AIM OF THE EXERCISE: Lines containing "providerCode" should be pulled from the material below.

•••••

PR #289, opened 2019-04-09
1274 publish org endpoint

timabell:
### Context

For the new location editing that's coming up
https://manage-courses-prototype.herokuapp.com/location/-

We can't use the existing internal-publish endpoint because it
only does one course, which means site info would be stale.

The new endpoint does a subset of the work that
`PublishCoursesToSearchAndCompare()` does

This change is similar to https://github.com/DFE-Digital/manage-courses-api/commit/ca55908506fd100293793af91b42bd938f616e27#diff-88577f484b6f5060edc3361bd633642aR59

* Refactor existing backend test for brevity
* Fix assertion mistake in existing tests (`.Should().Be` instead of `Equals`)
* Renamed existing test class so that pair of test files will look right in file listing
* Add new endpoint to controller
* Duplicate existing backend regression test for new endpoint - this tests that service is actually called, which should be enough regression proofing against unknowingly breaking the endpoint in the future.

### Guidance to review

:ship:

### DIFF
--- a/src/ManageCourses.Api/Controllers/PublishController.cs
+++ b/src/ManageCourses.Api/Controllers/PublishController.cs
@@ -69,6 +69,24 @@ namespace GovUk.Education.ManageCourses.Api.Controllers
         }
 
         /// <summary>
+        /// Publishes all of a providers courses
+        /// </summary>
+        /// <returns>boolean indicating success/failure</returns>
+        [HttpPost]
+        [Route("internal/courses/{providerCode}")]
+        [ProducesResponseType(typeof(bool), 200)]
+        [ProducesResponseType(400)]
+        [ProducesResponseType(404)]
+        [ExemptFromAcceptTerms]
+        [BackendApiTokenAuth]
+        public async Task<ActionResult> InternalPublishCoursesToSearchAndCompare(string providerCode, [FromBody]BackendRequest request)
+        {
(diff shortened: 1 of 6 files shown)


src/ManageCourses.Api/Controllers/PublishController.cs
```diff
@@ -68,6 +69,24 @@ public async Task<ActionResult> InternalPublishCourseToSearchAndCompare(string p
             return Ok(new{result});
         }
 
+        /// <summary>
+        /// Publishes all of a providers courses
```
defong: providers courses where the ' ?

tests/ManageCourses.Tests/SmokeTests/ApiSmokeTestBase.cs
```diff
@@ -18,5 +23,37 @@ public void OneTimeTearDown()
         {
             LocalWebHost?.Stop();
         }
+
+        /// <summary>
+        /// Backend doesn't use the api client, but it's useful for testing so this class extends the client with methods called backend.
```
defong: grammer

timabell:
[new manage-api endpoint for re-publishing an org](https://trello.com/c/Wc4r5Fa5/1274-new-manage-api-endpoint-for-re-publishing-an-org)

PR #295, opened 2019-05-08
Add backend key to WebJob

smneal:
### Context
Fix missing manage backend key in the WebJob

Add manage backend key to WebJob

### DIFF
--- a/azure/template.json
+++ b/azure/template.json
@@ -529,6 +529,10 @@
                             {
                                 "name": "snc__api__url",
                                 "value": "[parameters('searchAndCompareAPIUrl')]"
+                            },
+                            {
+                                "name": "manage_courses_backend__key",
+                                "value": "[parameters('manageCoursesBackendKey')]"
                             }
                         ]
                     },


misaka:
> The key is in use, but this has nothing to do with web job....

So what's it for?

smneal:
> > The key is in use, but this has nothing to do with web job....
> 
> So what's it for?

The WebJob fails because it can't find the key (error:  Missing config keys: manage_courses_backend:key). If it's not needed lets remove the dependency and tidy things up.

defong:
> > > The key is in use, but this has nothing to do with web job....
> > 
> > 
> > So what's it for?
> 
> The WebJob fails because it can't find the key (error: Missing config keys: manage_courses_backend:key). If it's not needed lets remove the dependency and tidy things up.

Its the key that is used by backend to talk to api

https://github.com/DFE-Digital/manage-courses-backend/blob/66f962acfb2e91e771372842887162620cb87d9c/app/services/manage_courses_api_service.rb#L8

which web job we referring to by the way?


if its the ucas import one, that whole vertical slice can be deleted, @dankmitchell tried and failed due to emotional attachments

PR #297, opened 2019-05-29
Add asp ip to pg sql firewall whitelist

smneal:
### Context

Add resource deployment to ensure ASP outbound IP's are added to the relevant PostgreSQL firewall rules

•••••

WRITTEN REPLY:
+        [Route("internal/courses/{providerCode}")]
+        public async Task<ActionResult> InternalPublishCoursesToSearchAndCompare(string providerCode, [FromBody]BackendRequest request)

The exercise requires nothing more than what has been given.